Article Preview
TopIntroduction
Computing accurate camera pose including position and orientation with respect to the reconstructed structure of a scene has a broad range of applications in both outdoor and indoor environments such as autonomous navigation, objects tracking, AR (augmented reality), cognitive path finding, multi-agent coordination, critical event management (accidents, fire, traffic congestions, etc.). Most of current localization systems running on mobile phones rely on radio signals like Wi-Fi and GPS. However, the availability of these signals depends upon scene scale and site conditions. To be specific, GPS signal is only feasible in outdoor environments, while the accuracy of Wi-Fi-based localization is vulnerable in complicated indoor scenes. Different from the signal-based localization systems, image-based techniques can satisfy the demands of more complex and diverse scenarios. In addition, the tremendous progress in Structure-from-Motion (SfM) techniques enables the camera pose to be estimated accurately with respect to the reconstructed 3D scene.
Most recent 3D-model-based approaches focus on determining position in large-scale outdoor environment. They can provide the camera poses with a desired accuracy. In spite of that, the effectiveness of these systems is affected by two main problems: (1) occlusions in enclosed environments; (2) drift and deformation of the reconstructed model. The prerequisite of 3D camera pose estimation is associating 2D background features detected on an image with 3D points reconstructed from the structure of the background correctly. Any object that moves in an indoor setting can cause occlusion which may result in wrong feature associations. Meanwhile, some essential features belonging to the static background might be lost because they are sheltered by various obstructions. Most importantly, even if all the 2D-to-3D correspondences are correct, the drifting structure of a 3D model would bring about large localization errors.
In order to solve these two problems we propose an obstruction removal method for 3D localization as a problem of separating the foreground from the background. Furthermore, we propose a new synthetic framework combining the state-of-the-art localization technique with refined SfM and an occlusion removing component. The basic structure of our system is similar to the recent work on 3D structure-based localization: establish 2D-to-3D correspondences by relating 2D features detected from a query image to 3D points previously created by SfM, and compute pose of query from the geometric constraints constructed by these 2D-to-3D matches.

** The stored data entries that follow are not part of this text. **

Issue #524, opened 2019-06-14
MicrosoftTokenRequest needs to differentiate between scopes/extra scopes


shoatman:
When a developer is asking for consent to multiple resources the token endpoint needs to receive a list of scopes that only apply to a single resource.  If the authorization code represents consent for multiple resources (scopes associated within more than one API) then the client must specify via the scope parameter a list of scopes belonging to a single resource.

shoatman:
Fixed.

PR #527, opened 2019-06-17
Updates to fix non ms graph token requests and caching of result

shoatman:


shoatman:
fix #524

common/src/main/java/com/microsoft/identity/common/internal/cache/MicrosoftStsAccountCredentialAdapter.java
```diff
@@ -106,6 +114,21 @@ public AccessTokenRecord createAccessToken(
...
+    /**
+     * Returns the correct target based on whether the default scopes were returned or not
+     * @param responseScope
+     * @return
+     */
+    private String getTarget(String responseScope){
+        if(responseScope.contains(AuthenticationConstants.OAuth2Scopes.OPEN_ID_SCOPE)){
+            return responseScope;
+        }else{
+            return responseScope + " " + AuthenticationConstants.OAuth2Scopes.OPEN_ID_SCOPE
```
heidijinxujia: I have one dumb question. The scopes openid, profile and offline_access are returned when talking to Graph. Is it required to have these scopes when requesting for other resources? If so, is it a server bug that these scopes are not returned? Just wondering why we need to make additional modification for the server response.

shoatman: Not dumb at all.  I find the server behavior confusing to say the least.  My understanding is that offline_access scope is what ensures that a refresh token is returned;  openid scope is what ensures that an id_token is returned.... and profile ensures that the id_token contains the claims that you are expecting.  

I believe these should be returned in this scenario; however I doubt the service can make this change now... as it would be a breaking change.

PR #528, opened 2019-06-17
Updating Interactive redirect that detects the Company Portal enrollment

titorodi:
UI to check specifically for Teams Phone app. This is due to Company
Portal and Microsoft Intune COBO apps being deployed together by default
for 1906, while there are still 4.4 IPPhone devices without a browser
but could still have MDM CA Policy.

### DIFF
--- a/common/src/main/java/com/microsoft/identity/common/internal/ui/webview/AzureActiveDirectoryWebViewClient.java
+++ b/common/src/main/java/com/microsoft/identity/common/internal/ui/webview/AzureActiveDirectoryWebViewClient.java
@@ -217,6 +217,9 @@ public class AzureActiveDirectoryWebViewClient extends OAuth2WebViewClient {
                 && packageHelper.isPackageInstalledAndEnabled(AuthenticationConstants.Broker.IPPHONE_APP_PACKAGE_NAME)
                 && AuthenticationConstants.Broker.IPPHONE_APP_SIGNATURE.equals(
                 packageHelper.getCurrentSignatureForPackage(AuthenticationConstants.Broker.IPPHONE_APP_PACKAGE_NAME))) {
+            // TODO: This flow should really check if the Microsoft Intune or the Company Portal apps are installed,
+            // which is the correct client app to launch depending on the enrollment, and launch that app, to permanently skip the browser.
+            // Also it must handle 3rd party MDMs as appropriate, which will depend on the browser flow determining the authority.
             Logger.verbose(TAG + methodName, "It is a device CA request on IPPhone. Company Portal is installed.");
             try {
                 Logger.verbose(TAG + methodName, "Sending intent to launch the CompanyPortal.");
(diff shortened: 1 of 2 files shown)


common/src/main/java/com/microsoft/identity/common/internal/ui/webview/AzureActiveDirectoryWebViewClient.java
```diff
@@ -213,8 +213,10 @@ private boolean processWebsiteRequest(@NonNull final WebView view, @NonNull fina
         final String methodName = "#processWebsiteRequest";
         final PackageHelper packageHelper = new PackageHelper(getActivity().getApplicationContext());
         if (url.startsWith(AuthenticationConstants.Broker.BROWSER_DEVICE_CA_URL)
-                && packageHelper.isPackageInstalledAndEnabled(AuthenticationConstants.Broker.COMPANY_PORTAL_APP_PACKAGE_NAME)) {
-            Logger.verbose(TAG + methodName, "It is a device CA request. Company Portal is installed.");
+                && packageHelper.isPackageInstalledAndEnabled(AuthenticationConstants.Broker.IPPHONE_APP_PACKAGE_NAME)
```
kreedula: This would break the existing scenario to check if Company Portal is installed or not right ? i.e. in mobile devices?

common/src/main/java/com/microsoft/identity/common/internal/ui/webview/AzureActiveDirectoryWebViewClient.java
```diff
@@ -213,8 +213,10 @@ private boolean processWebsiteRequest(@NonNull final WebView view, @NonNull fina
...
+                && AuthenticationConstants.Broker.IPPHONE_APP_SIGNATURE.equals(
```
heidijinxujia: Is Teams IP Phones a separate app? According to the javadoc here, it seems when the "com.microsoft.skype.teams.ipphone" installed, you should also check the company portal installation.

common/src/main/java/com/microsoft/identity/common/internal/ui/webview/AzureActiveDirectoryWebViewClient.java
heidijinxujia: +1

common/src/main/java/com/microsoft/identity/common/internal/ui/webview/AzureActiveDirectoryWebViewClient.java
titorodi: Hm. Fair. The only supported scenario is their app on their phone with the CP. But I should check for both. Thank you! I'll add that back in.

common/src/main/java/com/microsoft/identity/common/internal/ui/webview/AzureActiveDirectoryWebViewClient.java
titorodi: Well, this was added to support their phone in general, and was an optimization for this link for the CP if their phone was not installed.

We don't have a better way of detecting that we're on their phone than by their app is installed on the device.

As long as there is a browser, this MDM CA link works by going to Intune Web Portal, and there is a link to the Google Play store there. So we'll 'regress' back to an extra click for Company Portal flows, we'll fix Microsoft Intune COBO flows from going to the wrong app, and we'll continue to work on Sakurai phones.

Unlike other state-of-the-art localization techniques, our proposed framework seeks to promote the system effectiveness and localization accuracy in a crowded indoor environment. There are two essential assumptions in this paper. (1) By recovering important features occluded by obstacles with deformation it is possible to reduce the sparse “noise” of ambient occlusion. (2) Re-triangulating the failed matches of SIFT features in incremental SfM can decrease the loss of correct feature matches which would result in drifting and deformation of 3D structures. Go Decomposition (GoDec) (Zhou & Tao, 2011), which is a classic low- rank and sparse matrix decomposition algorithm, is adopted in our work to filter out the negative inferences of moving obstructions in multiple frames with static structure. Moreover, a SfM approach with RT (Wu, 2013) is integrated in our system to guarantee the geometric accuracy of reconstructed indoor scene. More importantly, the experimental results illustrate that the localization system proposed by us remains robust in complex indoor environments, especially buildings with moving people and other large moving objects.
Well-studied approaches, such as optical flow estimation (Mémin & Pérez, 1998) and Markov Random Fields (MRF) (Huang et al, 2007), can be applied to accomplish the segmentation of moving pixels as well. However, they cannot tackle the moving object occlusions with large-scale displacement or obscured contour. Furthermore, our own data sets are created to evaluate the performance of our approach in indoor environments with crowds, on account that currently existing data sets built up for location awareness only concentrate on outdoor or static indoor scenes.